Bioshock Movie Plans Officially Dead

Bioshock is one of the many potential video game adaptation we've talked about over the years, usually in the context of "someone wants it to happen, but there's nothing going just yet." Yes, for a while Pirates of the Caribbean director Gore Verbinski was planning to make it, but nearly as soon as he made the commitment the project stalled out. Even when director Juan Carlos Fresnadillo was hired to replace him, Verbinski stuck around as producer to tamp down our hopes, explaining that an expensive R-rated movie was a hard thing to get made in this world.

It's been nearly two years since Irrational Games creative director Ken Levine was out there promising the movie was still possible, and in that time, the wind seems to have finally gone out of his sails. Talking to Eurogamer.net, Levine admitted that he personally killed the Bioshock project, and that the entire idea has been dicey since back in 2009-- when Watchmen, of all things, sealed its fate:

"My theory is that Gore wanted to make a hard R film - which is like a 17/18 plus, where you can have blood and naked girls. Well, I don't think he wanted naked girls. But he wanted a lot of blood. Then Watchmen came out, and it didn't do well for whatever reason. The studio then got cold feet about making an R rated $200 million film, and they said what if it was a $80 million film - and Gore didn't want to make a $80 million film.
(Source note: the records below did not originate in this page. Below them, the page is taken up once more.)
PR #1153, opened 2022-06-21
Bug 2099822: Fix pointer loop var

trozet:
Fixes loop variables and formatting so that now make lint and make gofmt pass on 4.10. make check still fails, there are problems with the network policy unit tests.

PR #1154, opened 2022-06-22
[release-4.10] Bug 2100092: Do not use a referance to a range variable.

kyrtapz:
While working on another unit test issue I discovered that we are wrongfully using an address of a range variable.

I think it was introduced during a backport: https://github.com/openshift/ovn-kubernetes/commit/a6956dcf0047f33dca9aa4a5ec6b8ad68a60eba1#diff-1f90f4648dc7d68c42854549c4257ddcfc9bd9a5b6fc480c74e3a23989914bc3R1479 and it does not affect 4.11/master

/assign @jcaamano @flavio-fernandes

### DIFF
--- a/go-controller/pkg/ovn/master.go
+++ b/go-controller/pkg/ovn/master.go
@@ -1363,7 +1363,8 @@ func (oc *Controller) syncNodesPeriodic() {
 	}
 
 	staleChassis := []*sbdb.Chassis{}
-	for _, v := range chassisHostNameMap {
+	for i, _ := range chassisHostNameMap {
+		v := chassisHostNameMap[i]
 		staleChassis = append(staleChassis, &v)
 	}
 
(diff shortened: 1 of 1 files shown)


go-controller/pkg/ovn/master.go
```diff
@@ -1475,6 +1475,7 @@ func (oc *Controller) syncNodesRetriable(nodes []interface{}) error {
 	knownChassisNames := sets.NewString()
 	chassisDeleteList := []*sbdb.Chassis{}
 	for _, chassis := range chassisList {
+		chassis := chassis
```
flavio-fernandes, line 1478: ouch.
This is classic golang kung-fu! :)
afaik, the newer lint will detect issues like this, yes?
Good catch

kyrtapz:
/close
Handled by https://github.com/openshift/ovn-kubernetes/pull/1153

PR #1157, opened 2022-06-22
[release-4.10] Bug 2099843: In tests, expect that unreferenced logical router policies will not be garbage collected

kyrtapz:
libovsdb server [does not remove unreferenced non-root objects](https://github.com/ovn-org/libovsdb/issues/219).
It is expected that the entries will be there in tests and this is not something that could happen in real world.

This workaround is not needed in 4.11 and newer since we are explicitly removing logical router policies without next hops:
https://github.com/openshift/ovn-kubernetes/blob/27d489760ff7e62f025d3aa7452f44b52066a279/go-controller/pkg/libovsdbops/router.go#L352-L359

Since it is not something that will happen in real world deployments I opted for the workaround instead of changing the removal logic at the risk of introducing a regression.

/cc @flavio-fernandes @trozet

### DIFF
--- a/go-controller/pkg/ovn/egressip_test.go
+++ b/go-controller/pkg/ovn/egressip_test.go
@@ -4616,6 +4616,29 @@ var _ = ginkgo.Describe("OVN master EgressIP Operations", func() {
 						Action:   nbdb.LogicalRouterPolicyActionAllow,
 						UUID:     "no-reroute-service-UUID",
 					},
+					// FIXME(kyrtapz): This will never happen during real operations because OVS
+					//   DB server will GC unreferenced non-root items. However
+					//   until https://github.com/ovn-org/libovsdb/issues/219 is
+					//   done, libovsdb test server won't
+					&nbdb.LogicalRouterPolicy{
+						Priority: types.EgressIPReroutePriority,
+						Match:    fmt.Sprintf("ip4.src == %s", egressPod2.Status.PodIP),
+						Action:   nbdb.LogicalRouterPolicyActionReroute,
+						ExternalIDs: map[string]string{
+							"name": eIP.Name,
+						},
+						UUID: "reroute-UUID1",
+					},
+					&nbdb.LogicalRouterPolicy{
+						Priority: types.EgressIPReroutePriority,
+						Match:    fmt.Sprintf("ip4.src == %s", egressPod1.Status.PodIP),
+						Action:   nbdb.LogicalRouterPolicyActionReroute,
+						ExternalIDs: map[string]string{
+							"name": eIP.Name,
+						},
+						UUID: "reroute-UUID2",
+					},
+
 					&nbdb.NAT{
 						UUID:       "egressip-nat-UUID1",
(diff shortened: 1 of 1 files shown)


go-controller/pkg/ovn/egressip_test.go
```diff
@@ -4616,6 +4616,28 @@ var _ = ginkgo.Describe("OVN master EgressIP Operations", func() {
 						Action:   nbdb.LogicalRouterPolicyActionAllow,
 						UUID:     "no-reroute-service-UUID",
 					},
+					// This will never happen during real operations because OVS
```
flavio-fernandes, line 4619: I agree this is ugly but consistent with how we work around issue 219.
SUPER NIT: just like in https://github.com/ovn-org/ovn-kubernetes/pull/2826 ,
Tim added a TODO(trozet) in a similar comment. Maybe we should do it here as well?
Ref: https://github.com/ovn-org/ovn-kubernetes/blob/b1d8cdcaad3eb26016b52fe2510c47666d2d3eff/go-controller/pkg/ovn/policy_test.go#L1591-L1592

flavio-fernandes (commented):
/lgtm

flavio-fernandes:
libovsdb issue linked to this PR:  https://github.com/ovn-org/libovsdb/issues/219

flavio-fernandes (commented):
/lgtm

go-controller/pkg/ovn/egressip_test.go
kyrtapz: I think that not defining `Policies` serves the same purpose, right?

go-controller/pkg/ovn/egressip_test.go
```diff
@@ -4616,6 +4616,29 @@ var _ = ginkgo.Describe("OVN master EgressIP Operations", func() {
...
+					&nbdb.LogicalRouterPolicy{
+						Priority: types.EgressIPReroutePriority,
+						Match:    fmt.Sprintf("ip4.src == %s", egressPod2.Status.PodIP),
+						Action:   nbdb.LogicalRouterPolicyActionReroute,
+						ExternalIDs: map[string]string{
+							"name": eIP.Name,
+						},
+						UUID: "reroute-UUID1",
+					},
+					&nbdb.LogicalRouterPolicy{
```
flavio-fernandes, line 4632: .

go-controller/pkg/ovn/egressip_test.go
flavio-fernandes: oops. ack. please ignore that 🤦

kyrtapz:
/close

this is not needed with https://github.com/openshift/ovn-kubernetes/pull/1228 which brought the removal of empty lrps:

https://github.com/openshift/ovn-kubernetes/pull/1228/commits/159c52bb590ca1e9142cacbd4d8d3ef35527085a#diff-5d62dde13a2856ea3d4b324968dbaeed261fcb74cb3b81909edf40a6634fa1f4R505-R512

After Verbinski's departure Fresnadillo was brought in, and Levine says "I didn't really see the match there." Given the power to call off the project, Levine did just that, though he doesn't explain why he was still talking up the movie's potential nearly two years after Fresnadillo was hired. Even though Hollywood was far from given up on their efforts to make the first genuinely good video game movie, it can't be hard for a smart video game executive to see the writing on the wall and get out of that side of the business. But the moment some other hard-R video game adaptation manages to be a success, I'd bet serious money we'll start hearing this talk start up all over again. And if you want to keep the dream alive personally, you can always go back and peruse these fan-made posters and hope someone in charge might pay attention… someday.